→ Task requirements: Wherever the string "actions" appears in the records, return the line that holds it.

Provided entries Block Start

PR #8845, opened 2023-10-03
Simple repeater [Object Object] fix

valpuia:

Before:
Screenshot from 2023-10-03 16-54-56

After:
Screenshot from 2023-10-03 16-55-26

I have check a lot the use case of what I changed. I think this docs https://github.com/filamentphp/filament/blob/3.x/packages/forms/docs/03-fields/12-repeater.md?plain=1#L424 is the reason, but I never get like below data (from docs) in my database if I use simple repeater
```php
[
    'invitations' => [
        'dan@filamentphp.com',
        'ryan@filamentphp.com',
    ],
],
```
All I got is below, I stored in json column and casts as array
```php
[
    'dan@filamentphp.com',
    'ryan@filamentphp.com',
]
```
I think how it display in this docs is not actually how it store, suggest to remove if I am correct.

I may have missed others, if yes please tell me and I'll look more

### DIFF
--- a/packages/actions/resources/lang/pt_PT/associate.php
+++ b/packages/actions/resources/lang/pt_PT/associate.php
@@ -1,0 +1,45 @@
+<?php
+
+return [
+
+    'single' => [
+
+        'label' => 'Associar',
+
+        'modal' => [
+
+            'heading' => 'Associar :label',
+
+            'fields' => [
+
+                'record_id' => [
+                    'label' => 'Registo',
+                ],
+
+            ],
+
+            'actions' => [
+
+                'associate' => [
+                    'label' => 'Associar',
+                ],
+
+                'associate_another' => [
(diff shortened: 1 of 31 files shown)


danharrin:
I don't think this is correct. In our example, `invitations` in the object represents the column in the database which stores the array - or the result of `getState()` on the form.

danharrin:
Received more info - this is only caused by defaultItems()

valpuia:
Yes, my changes cause error on edit, don't know why it's working (in my system) on yesterday :roll_eyes: 
I've check more and more, but cannot figure out how to solve this.. I'll just submit an issue (if none is report) for ref and close this.

jdion84:
the reason your fix didn't work properly is because there are 2 places you need to fix inside the Repeater class, and you only did it in 1 place.

line 102 and line 543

Provided entries Block End

→ Exercise solution:
--- a/packages/actions/resources/lang/pt_PT/associate.php
+++ b/packages/actions/resources/lang/pt_PT/associate.php
+            'actions' => [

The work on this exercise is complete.